> [Record excerpts]:
PR #338, opened 2017-08-25
Fix: pass image setOriginalImageSize failure through

MinhHNguyen:
In the case that ImageViewer's imageEl is a div of images (.tiff) or more generically, some other tag - doing a get on a non-existent source will fail. Before, the promise would reject but it should always resolve in order to stay consistent with the behavior of previous versions.


pramodsum:
So this would prevent the image from failing to load if we aren't able to set the original image size?

MinhHNguyen:
@pramodsum exactly, which is what was happening before this change went in

src/lib/viewers/image/ImageBaseViewer.js
```diff
@@ -205,15 +205,15 @@ class ImageBaseViewer extends BaseViewer {
...
                             // Assume 300x150 that chrome does by default
                             imageEl.setAttribute('originalWidth', 300);
                             imageEl.setAttribute('originalHeight', 150);
-                            resolve(e);
+                        } finally {
+                            resolve();
                         }
                     })
-                    .catch(reject);
+                    .catch(resolve);
```
jeremypress: What does resolving in this catch do? Also is there a reason this is all async? Shouldn't everything dimension-wise be available after the image is done loading?

MinhHNguyen: The get call is async so we need to know when it resolves in order to proceed. Otherwise zoom will get called in finishloading() and the scale will be set to infinity. Sometimes the get call is not called (original dimensions are set) and the promise is resolved right away. On any errors, we should resolve so that the image still loads (although with an incorrect data-scale attribute).

jeremypress:
Testing looked good on my end.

> [Directions for this task]: Set down all of the records shown above once more, exactly.

> [Result of the task]:
PR #338, opened 2017-08-25
Fix: pass image setOriginalImageSize failure through

MinhHNguyen:
In the case that ImageViewer's imageEl is a div of images (.tiff) or more generically, some other tag - doing a get on a non-existent source will fail. Before, the promise would reject but it should always resolve in order to stay consistent with the behavior of previous versions.


pramodsum:
So this would prevent the image from failing to load if we aren't able to set the original image size?

MinhHNguyen:
@pramodsum exactly, which is what was happening before this change went in

src/lib/viewers/image/ImageBaseViewer.js
```diff
@@ -205,15 +205,15 @@ class ImageBaseViewer extends BaseViewer {
...
                             // Assume 300x150 that chrome does by default
                             imageEl.setAttribute('originalWidth', 300);
                             imageEl.setAttribute('originalHeight', 150);
-                            resolve(e);
+                        } finally {
+                            resolve();
                         }
                     })
-                    .catch(reject);
+                    .catch(resolve);
```
jeremypress: What does resolving in this catch do? Also is there a reason this is all async? Shouldn't everything dimension-wise be available after the image is done loading?

MinhHNguyen: The get call is async so we need to know when it resolves in order to proceed. Otherwise zoom will get called in finishloading() and the scale will be set to infinity. Sometimes the get call is not called (original dimensions are set) and the promise is resolved right away. On any errors, we should resolve so that the image still loads (although with an incorrect data-scale attribute).

jeremypress:
Testing looked good on my end.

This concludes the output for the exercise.